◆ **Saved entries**
PR #6603, opened 2026-05-30
Remove NotImplementedException from DummySession.SendMessage

dffdff2423:
Hi!

My fork includes content that indirectly automatically calls this method after
some time passes. This causes issues with tests failing that should not when
our CI runs for too long. This method should not throw an exception but rather
do nothing when it is called.

Let me know if you want me to do the same for the other methods in this class
since I think it is very plausible other folks might run into similar issues.

Let me know if you guys also want a regression test and I can distill the issue down to a minimal reproducible form. Although, I think that would have to be content side if you want an exact replication of our issue.

### DIFF
--- a/Robust.Shared/Player/DummySession.cs
+++ b/Robust.Shared/Player/DummySession.cs
@@ -113,7 +113,7 @@ internal sealed class DummyChannel(DummySession session) : INetChannel
 
     public void SendMessage(NetMessage message)
     {
-        throw new NotImplementedException();
+        // Do nothing
     }
 
     public void Disconnect(string reason)


metalgearsloth:
> My fork includes content that indirectly automatically calls this method after
some time passes.

What's the test that's calling it?

dffdff2423:
It is related to our round restart vote system.

This has more details.
https://github.com/cosmatic-drift-14/cosmatic-drift/pull/896#issuecomment-4581277865 (I created an awful hack to fix it on master so you will need to check out and old version if you want to run it yourself)

It only shows up if you run the full test suite. My current theory is since the pair is reused some test eventually ticks the pair enough such that the timer for the round restart vote gets called on a later test. The restart vote ends up calling this method which causes the test to fail when it should not. A different test also fails on my hardware vs CI so I think it is hardware dependent.

This does not happen upstream since upstream does not have any automatic votes in the default test configuration

dffdff2423:
I think the content test failures below are unrelated by the way. I ran this PR against my fork and it was fine

PJB3005:
This really doesn't make sense given that all the other functions on this type are still throwing exceptions.

> My fork includes content that indirectly automatically calls this method after some time passes.

This would be fixed by changing your game code to use fake test time instead of real time. Not by changing the engine like this.

dffdff2423:
> This would be fixed by changing your game code to use fake test time instead of real time. Not by changing the engine like this.

My code is based on `SharedGameTicker::RoundDuration()` which refers to `IGameTiming` I had assumed that there was some reason why SS14 was not using test time already since this was a standard method. 

I had also assumed that since this was a dummy stub those exceptions were just being thrown since that is one of the defaults rider generates and it was safe to remove them.

Either way, I don't think I should have to pollute my content code with a test to determine weather or not we are running tests. That is exceptionally bad practice. Additionally, there is some bug in the test suite here where some information is retained between tests that should not be. I agree this might not be the best approach to fix it but I opted to open a PR to start a discussion on how best to approach a fix rather than just complain in discord.

PJB3005:
> My code is based on `SharedGameTicker::RoundDuration()` which refers to `IGameTiming` I had assumed that there was some reason why SS14 was not using test time already since this was a standard method.

Then `IGameTiming` should be fixed to not use real time for tests.

PR #6604, opened 2026-05-31
(Try to) Fix a null reference exception in ComponentTreeSystem.UpdateTreePositions

DrSmugleaf:
The error does not actually point to the correct line on local and it is one of the errors I keep seeing before a server crash on Afterlight
I have been staring at this method for an hour and I cannot see what else could possibly throw it
Also see https://github.com/space-wizards/RobustToolbox/pull/6366


metalgearsloth:
I think something upstream of this is blowing up but it's not really harmful so?

Don't think it warrants a RN.

PR #6606, opened 2026-06-01
Add AfterAppearanceChange event to AppearanceSystem

MLGTASTICa:
Adds an AfterAppearanceChange event + methods in VisualiserSystem.
Very usefull for cases where someone might want to duplicate a existing ent's appearance/layer data for rendering else where (like showing an APC entity in a mirror with the current state properly created)


slarticodefast:
Can't you just use the appearance data given in the AppearanceChangedEvent for the mirrored entity as well instead of copying sprite layers after applying the changes?

MLGTASTICa:
> Can't you just use the appearance data given in the AppearanceChangedEvent for the mirrored entity as well instead of copying sprite layers after applying the changes?

This is more generic and my use case is making item bundles that  can contain and render multiple entities at once both in world and inventoryUI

◆ **Description of the task**
Output, from the data above, the lines from the line with "The error does" to the line with "I have been" exactly as they stand, both ends included and nothing else.

◆ **Answer to this exercise**
The error does not actually point to the correct line on local and it is one of the errors I keep seeing before a server crash on Afterlight
I have been staring at this method for an hour and I cannot see what else could possibly throw it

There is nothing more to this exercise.